Since my last post with regards to the release of CFEclipse V 1.1.16
I thought I would post an interview with the main guy behind the project Rob Rohan.

Mark Drew: What is CFEclipse?
Rob Rohan: CFEclipse is a plug-in for the Eclipse IDE that provides CFML support to Eclipse. In addition to code insight and syntax highlighting, CFEclipse adds CFML specific tools to Eclipse such as CFML outlining, CFC method outline, and CFML problem reporting. It also adds some cool tools that improve development / spelunking time and some can work with other plug-ins - like Snippets for example.

MD: How did you get involved in the project?
RR: I started it.

MD: What were you doing before this/what is your background?
RR: I don't really have a before project per se - I have a lot of active projects that get worked on in slices as time / interest allows. Some open source developers have just one project, and some have many projects going all the time - their pay job often being one of them; I fall into the later category.
As for my background I am a freelance hacker hailing from the Bay Area.
I mostly code in Java, or C++, but turn to ColdFusion for web applications. I have been coding for about 8 years for profit, and for about 18 years for fun (apple][e woot woot).

(For the corporate types: hacker as in the "computer enthusiast" sense not the media's criminal, steal-your-credit-card, sense)

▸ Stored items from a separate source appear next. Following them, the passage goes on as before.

PR #3814, opened 2017-08-15
Update storage to 1.3.2.

dhermes:
Did this to update the lower bound on the `requests` dependency (see #3736).

This PR is an alternative to #3812. Note the diffbase is `GoogleCloudPlatform:storage-1.3.2`, which is at the same point as the `storage-1.3.1` branch:

https://github.com/GoogleCloudPlatform/google-cloud-python/commits/storage-1.3.1
https://github.com/GoogleCloudPlatform/google-cloud-python/commits/storage-1.3.2

### DIFF
--- a/storage/setup.py
+++ b/storage/setup.py
@@ -59,7 +59,7 @@ REQUIREMENTS = [
 
 setup(
     name='google-cloud-storage',
-    version='1.3.1',
+    version='1.3.2',
     description='Python Client for Google Cloud Storage',
     long_description=README,
     namespace_packages=[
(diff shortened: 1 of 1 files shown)


jonparrott:
I see the version bump but not the minimum dep version bump (or am I just missing something)?

dhermes:
MERP! Good call @jonparrott

dhermes:
@jonparrott PTAL

dhermes:
@jonparrott @lukesneeringer The version bump should also be merged into master, so maybe I should re-open #3812 (though I already deleted my branch)

PR #3819, opened 2017-08-15
Add google.api.core.retry with base retry functionality

jonparrott:
Additionally:
* Add google.api.core.exceptions.RetryError
* Add google.api.core.helpers package
* Add google.api.core.helpers.datetime_helpers module

### DIFF
--- a/core/google/api/core/helpers/datetime_helpers.py
+++ b/core/google/api/core/helpers/datetime_helpers.py
@@ -1,0 +1,22 @@
+# Copyright 2017 Google Inc.
+#
+# Licensed under the Apache License, Version 2.0 (the "License");
+# you may not use this file except in compliance with the License.
+# You may obtain a copy of the License at
+#
+#     http://www.apache.org/licenses/LICENSE-2.0
+#
+# Unless required by applicable law or agreed to in writing, software
+# distributed under the License is distributed on an "AS IS" BASIS,
+# WITHOUT WARRANTIES OR CONDITIONS OF ANY KIND, either express or implied.
+# See the License for the specific language governing permissions and
+# limitations under the License.
+
+"""Helpers for :mod:`datetime`."""
+
+import datetime
+
+
+def utcnow():
+    """A :meth:`datetime.datetime.utcnow()` alias to allow mocking in tests."""
+    return datetime.datetime.utcnow()
--- a/core/google/api/core/retry.py
+++ b/core/google/api/core/retry.py
@@ -1,0 +1,139 @@
+# Copyright 2017 Google Inc.
+#
+# Licensed under the Apache License, Version 2.0 (the "License");
+# you may not use this file except in compliance with the License.
+# You may obtain a copy of the License at
+#
+#     http://www.apache.org/licenses/LICENSE-2.0
+#
+# Unless required by applicable law or agreed to in writing, software
+# distributed under the License is distributed on an "AS IS" BASIS,
+# WITHOUT WARRANTIES OR CONDITIONS OF ANY KIND, either express or implied.
+# See the License for the specific language governing permissions and
+# limitations under the License.
+
+"""Helpers for retrying functions with exponential back-off."""
+
+import datetime
+import logging
+import random
+import time
+
+import six
+
+from google.api.core import exceptions
+from google.api.core.helpers import datetime_helpers
+
+_LOGGER = logging.getLogger(__name__)
+_DEFAULT_JITTER_AMOUNT = 0.2
+
+
+def if_exception_type(*exception_types):
+    """Creates a predicate to check if the exception is of a given type.
+
+    Args:
+        exception_types (Sequence[type]): The exception types to check for.
+
+    Returns:
+        Callable[Exception]: A predicate that returns True if the provided
+            exception is of the given type(s).
+    """
+    def inner(exception):
+        """Bound predicate for checking an exception type."""
+        return isinstance(exception, exception_types)
+    return inner
+
+
+# pylint: disable=invalid-name
+# Pylint sees this as a constant, but it is also an alias that should be
+# considered a function.
+if_transient_error = if_exception_type((
+    exceptions.InternalServerError,
+    exceptions.TooManyRequests))
+"""A predicate that checks if an exception is a transient API error."""
+# pylint: enable=invalid-name
+
+
+def exponential_sleep_generator(
+        initial, maximum, multiplier=2, jitter=_DEFAULT_JITTER_AMOUNT):
+    """Generates sleep intervals based on the exponential back-off algorithm.
+
+    This implements the `Truncated Exponential Back-off`_ algorithm.
+
+    .. _Truncated Exponential Back-off:
+        https://cloud.google.com/storage/docs/exponential-backoff
+
+    Args:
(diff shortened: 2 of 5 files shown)


jonparrott:
@dhermes @lukesneeringer please note:

1. This just adds the core retry functionality. I will be sending other PRs to add a general-purpose `Retry` class/decorator and possibly a `RetryIterator` class.
2. I would like feedback on the name `retry_target`. It's a low-level helper, but it will still be public.
3. I would like feedback on the module name `datetime_helper` - it repeats a word in its import path (`google.api.core.helpers.datetime_helper`) but it does so to avoid conflict with the module it helper (e.g., you don't have to `from google.api.core.helpers import datetime as datetime_helper`).

core/google/api/core/retry.py
```diff
@@ -0,0 +1,139 @@
...
+import random
+import time
+
+import six
+
+from google.api.core import exceptions
+from google.api.core.helpers import datetime_helpers
+
+_LOGGER = logging.getLogger(__name__)
+_DEFAULT_JITTER_AMOUNT = 0.2
```
dhermes: It's not jitter if it's deterministic. `_DEFAULT_MAX_JITTER`?

core/google/api/core/retry.py
```diff
@@ -0,0 +1,139 @@
...
+    return inner
+
+
+# pylint: disable=invalid-name
+# Pylint sees this as a constant, but it is also an alias that should be
+# considered a function.
+if_transient_error = if_exception_type((
+    exceptions.InternalServerError,
+    exceptions.TooManyRequests))
+"""A predicate that checks if an exception is a transient API error."""
```
dhermes: Can you add some more content:

```
"""A predicate that checks if an exception is a transient API error.

The following server errors are considered transient:

- ``InternalServerError`` (HTTP 500, gRPC ``INTERNAL(13)``)
- ``TooManyRequests`` (HTTP 429)
- ``ResourceExhausted`` (gRPC ``RESOURCE_EXHAUSTED(8)``)
"""
```

Not sure if you want to leave these out, but they are also ["equivalent"][1] to 500:

```
- ``Unknown`` (gRPC ``UNKNOWN(2)``)
- ``DataLoss`` (gRPC ``DATA_LOSS(15)``)
```

[1]: https://github.com/googleapis/googleapis/blob/660dd12452d36df708172ea01540a83eb2a4362d/google/rpc/code.proto

core/google/api/core/retry.py
```diff
@@ -0,0 +1,139 @@
...
+        jitter (float): The maximum about of randomness to apply to the delay.
+
+    Yields:
+        float: successive sleep intervals.
+    """
+    delay = initial
+    while True:
+        yield delay
+        delay = min(
+            delay * multiplier + random.uniform(0, jitter), maximum)
```
dhermes: Reference: https://github.com/GoogleCloudPlatform/google-resumable-media-python/blob/4eb54dd8652ede0f4e3a9177f2747401c269118c/google/resumable_media/_helpers.py#L97-L121

core/google/api/core/retry.py
```diff
@@ -0,0 +1,139 @@
...
+
+    Returns:
+        Any: the return value of the target function.
+
+    Raises:
+        google.api.core.RetryError: If the deadline is exceeded while retrying.
+        ValueError: If the sleep generator stops yielding values.
+        Exception: If the target raises a method that isn't retryable.
+    """
+    if deadline is not None:
```
dhermes: the `not` is unnecessary since you populate both branches. Drop `not` and switch them?

core/google/api/core/retry.py
```diff
@@ -0,0 +1,139 @@
...
+        except Exception as exc:
+            if not predicate(exc):
+                raise
+            last_exc = exc
+
+        now = datetime_helpers.utcnow()
+        if deadline_datetime is not None and deadline_datetime < now:
+            six.raise_from(
+                exceptions.RetryError(
+                    'Deadline of {:.1f}s exceeded while calling {}'.format(
```
dhermes: Do you really want `.1f`?

core/google/api/core/retry.py
jonparrott: Done.

core/google/api/core/retry.py
jonparrott: Done. Added a comment that all `InternalServerError` subclasses are included.

core/google/api/core/retry.py
jonparrott: Eh.

core/google/api/core/retry.py
jonparrott: yes- gapic can pass silly values into this.

core/google/api/core/helpers/datetime_helpers.py
```diff
@@ -0,0 +1,22 @@
...
+# WITHOUT WARRANTIES OR CONDITIONS OF ANY KIND, either express or implied.
+# See the License for the specific language governing permissions and
+# limitations under the License.
+
+"""Helpers for :mod:`datetime`."""
+
+import datetime
+
+
+def utcnow():
```
lukesneeringer: Why is this a thing? `mock.patch.object(datetime.datetime, 'utcnow')` is not difficult.

jonparrott: It *is* difficult:

```python
>>> import datetime
>>> mock.patch.object(datetime.datetime, 'utcnow')
<mock.mock._patch object at 0x1013ca090>
>>> with _:
...     datetime.datetime.utcnow()
...
  File "/Users/jonwayne/.pyenv/versions/2.7.13/lib/python2.7/site-packages/mock/mock.py", line 1460, in __enter__
    setattr(self.target, self.attribute, new_attr)
TypeError: can't set attributes of built-in/extension type 'datetime.datetime'
```

core/google/api/core/retry.py
lukesneeringer: The way it is written now tracks how I would logically think about the branches.

core/google/api/core/retry.py
```diff
@@ -0,0 +1,148 @@
...
+                        deadline, target),
+                    last_exc),
+                last_exc)
+
+        _LOGGER.debug('Retrying due to {}, sleeping {:.1f}s ...'.format(
+            last_exc, sleep))
+        time.sleep(sleep)
+
+    raise ValueError('Sleep generator stopped yielding sleep values.')
```
lukesneeringer: Under what situation do you get here? And should this be `Stopiteration`?

jonparrott: You wouldn't get here under normal circumstances - the sleep generator should be infinite. However, code coverage did catch this case. :)

I went back and forth on `StopIteration`. It's a weird error to raise from a non-iterator and the actual reason for this error is that the *value* of the sleep generator was incorrect.

core/google/api/core/helpers/datetime_helpers.py
lukesneeringer: Nevermind! :-)

core/google/api/core/retry.py
lukesneeringer: Okay, fair enough.

PR #7912, opened 2019-05-09
Firestore: use correct environment variable to guard the 'system' part.

tseaver:
Firestore's system tests use a [different environment variable](https://github.com/googleapis/google-cloud-python/blob/a65ed778770e045c0b26bb98d64cd0beec25703e/firestore/tests/system.py#L37) (because firestore vs. datastore hysterical raisins).

### DIFF
--- a/firestore/noxfile.py
+++ b/firestore/noxfile.py
@@ -16,6 +16,7 @@
 
 from __future__ import absolute_import
 import os
+import shutil
 
 import nox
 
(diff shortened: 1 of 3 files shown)


firestore/noxfile.py
```diff
@@ -139,22 +138,3 @@ def cover(session):
...
-    session.run(
-        'sphinx-build',
-        '-W',  # warnings as errors
-        '-T',  # show full traceback on exception
-        '-N',  # no colors
-        '-b', 'html',
-        '-d', os.path.join('docs', '_build', 'doctrees', ''),
-        os.path.join('docs', ''),
-        os.path.join('docs', '_build', 'html', ''),
-    )
```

MD: Why Eclipse as the IDE?
RR: At the time I was running Linux as my workstation and Net Beans as my Java IDE. Net Beans was pissing me off so I took the plunge, tried Eclipse, liked it, and switched all my Java projects to Eclipse. Around that time I got a couple contracts to do some ColdFusion work, so I started looking for either an Eclipse plug-in or a IDE that would run on Linux. I didn't find much, and wound up using JEdit for my ColdFusion development.

JEdit is cool, but it lacks a few niceties that I wanted in a ColdFusion environment. I started to write a better ColdFusion plug-in for JEdit, but then it dawned on me that I could just do it in Eclipse and then I'd only need the one IDE (plus Eclipse is faster). So, taking the long way around, I went with Eclipse because it's faster, has better Java tools, and works well on Linux (and on Mac which I now use for my workstation).